John and Michelle’s home is a gathering center for people from all over the world today. This morning there were over 60 persons here. MJ’s collegues from the UN , the State department granted Visa’s for two of MJ’s. Congolese fellow workers to enter the US to attend the funeral. Family and friends. Everyone needs to be together to encourage one another in order to find meaning in the death of their friend.
Michele said, “his death seems to soon. However, we want his friends to carry forward MJ’s Vision. It is important that they can be together to talk and mourn.”
I gave John your greetings and shared we are so sorry for their loss. As he hugged me he said “ it means so much to me that you came to be with us. It is a long journey for a short time. It is comforting and encouraging to know that my friends in Europe and other parts of the world have been talking to you and are remembering us. Thank you”
The Hesston College Mennonite Church is open to welcome everyone today, with a video beginning at 3:30pm and the service live-streamed at 4 PM. UN officials and other of MJ’s friends will be in attendance.

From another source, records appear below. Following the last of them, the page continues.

PR #594, opened 2025-03-12
Check vendor deps on CI

balanza:
# Description

To avoid future issues like in https://github.com/trento-project/wanda/pull/593, we can check the rust dependencies are correctly vendorized when adding a PR

Depends on #593

### DIFF
--- a/.github/workflows/ci.yaml
+++ b/.github/workflows/ci.yaml
@@ -408,7 +408,7 @@ jobs:
       - name: Setup rust
         uses: actions-rs/toolchain@v1
         with:
-          toolchain: 1.66
+          toolchain: 1.81
       - name: Get mix deps
         run: mix local.hex --force && mix local.rebar --force && mix deps.clean --all && mix deps.get
       - name: cargo vendor
@@ -488,7 +488,7 @@ jobs:
       - name: Setup rust
         uses: actions-rs/toolchain@v1
         with:
-          toolchain: 1.66
+          toolchain: 1.81
       - name: Get mix deps
         run: mix local.hex --force && mix deps.clean --all && mix deps.get
       - name: Cargo vendor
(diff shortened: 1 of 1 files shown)


.github/workflows/ci.yaml
```diff
@@ -51,6 +51,44 @@ jobs:
           mix deps.compile --warnings-as-errors
           mix dialyzer --plt
 
+  check-vendor-deps:
```
nelsonkopliku, line 54: **question:**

Michelle, John and the family appreciate your prayers on their behalf. They ask that you also remember in your prayers the continued work left by MJ in the Congo.

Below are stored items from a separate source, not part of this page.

PR #602, opened 2025-04-01
Publish checks customization messages

nelsonkopliku:
# Description

This PR adds message publishing for Checks customization:
- when a customization is applied
- when a customization is updated (same message as the previous)
- when a customization is reset

Notes:
- custom value type changed from number to integer, as it is elsewhere
- passing the user id around will follow up

### DIFF
--- a/lib/wanda/checks_customizations.ex
+++ b/lib/wanda/checks_customizations.ex
@@ -162,19 +162,21 @@ defmodule Wanda.ChecksCustomizations do
 
       {:error, :publish, reason, _} ->
         Logger.error(
-          "Error while publishing check customization message, error: #{inspect(reason)}"
+          "Error while publishing check customization message. check: #{check_id}, group_id: #{group_id}, error: #{inspect(reason)}"
         )
 
         {:error, reason}
 
       {:error, reason} = error ->
-        Logger.error("Error while applying custom values, error: #{inspect(reason)}")
+        Logger.error(
+          "Error while applying custom values. check: #{check_id}, group_id: #{group_id}, error: #{inspect(reason)}"
+        )
 
         error
     end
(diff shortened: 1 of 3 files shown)


lib/wanda/messaging/mapper.ex
```diff
@@ -261,6 +301,11 @@ defmodule Wanda.Messaging.Mapper do
 
   defp map_value(value), do: %{kind: {:string_value, value}}
 
+  defp map_inner_value(value) when is_integer(value), do: {:int_value, value}
```
arbulu89, line 304: comment: maybe I would put a comment on top of them explaining that these are not `Google.Protobuf.Value` values.
It took me a while to understand it.
Or rename to `map_check_custom_value`, so it is clear.
Yes, I would go with the renaming

EMaksy (approved):
LGTM, just one typo i think :)

lib/wanda/checks_customizations.ex
```diff
@@ -120,26 +126,128 @@ defmodule Wanda.ChecksCustomizations do
...
+        {:error, reason}
+
+      {:error, reason} = error ->
+        Logger.error("Error while applying custom values, error: #{inspect(reason)}")
+
+        error
     end
   end
+
+  defp reset_check_customization(%{} = metadata, check_id, group_id) do
```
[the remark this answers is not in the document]
nelsonkopliku: Sort of type hinting saying that `metadata` is a map. I can very well remove it

lib/wanda/messaging/mapper.ex
nelsonkopliku: will rename to `map_check_custom_value`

If you traveled with me on a TourMagination Mennonite history tour to Europe, then you may have had John Sharp as your historian on the tour. John and his family recently experience a great loss, with the death of his son Michael J. “M. J.” Sharp.
Mourners around the world are gathering to pray, light candles, write poems and share stories as they struggle to gathering meaning on the untimely death of UN Peace worker MJ Sharp who was kidnapped and killed along with Zaida Catalan, a fellow UN peacekeeper from Sweden, and Betu, their Congolese interpreter. They were working for peace with the local church and the United Nations in the Democratic Republic of Congo. Darnell Barkman, reflecting on the loss felt by family, friends and the broader community states that “MJ was an Inspiring Man who gave himself for the lives of Others. His life points us to Jesus.”
Michael, in an interview with National Public Radio, said that he was working with the Congolese Protestant Council of Churches in something called their Peace and Reconciliation Program. Every few weeks MJ and his church colleagues would walk, unarmed, to the base of the rebels known as the FDLR (Forces Democratiques des Liberation du Rwanda). There they’d sit in the shade of banana trees to drink tea with the rebels and listen to their stories. Certain sensitive subjects – sexual violence against villagers, recruitment of child soldiers -were no-go, he said because the aim was building rapport with the rebel faction. “The more we interact with them the more they trust us to turn themselves into us.”
Sharp said the church program helped persuade some 1,600 fighters to lay down their weapons and leave the forest they’d occupied for two decades. On April 5th, MJ and Zaida’s colleagues at the UN Security Council expressed a note of compassion and observed a moment of silence in their memory.
Michael was doing a beautiful thing, beyond the logic of the world. He was acting in the ways of Jesus’ new creation. Love was overcoming fear, love and service were overcoming enemies and making them friends. Today my grandchildren asked me why I plan to go to the funeral service in Hesston College on April 15. I explained to them I want to go to support my friends and collegues, John and Michele Sharp. I admired the work of MJ, his passion and vision. Over several years, I had the opportunity to have him speak to TourMagination tour groups, when our paths crossed in Germany.
His parents gave a beautiful testimony in a recent interview when they said, “there is comfort in knowing MJ died following his passion and dream. He was a caring and Kind soul.” John and Michele, I am so sorry for your loss. You nurtured MJ, his death is a tremendous loss to your family and to the world.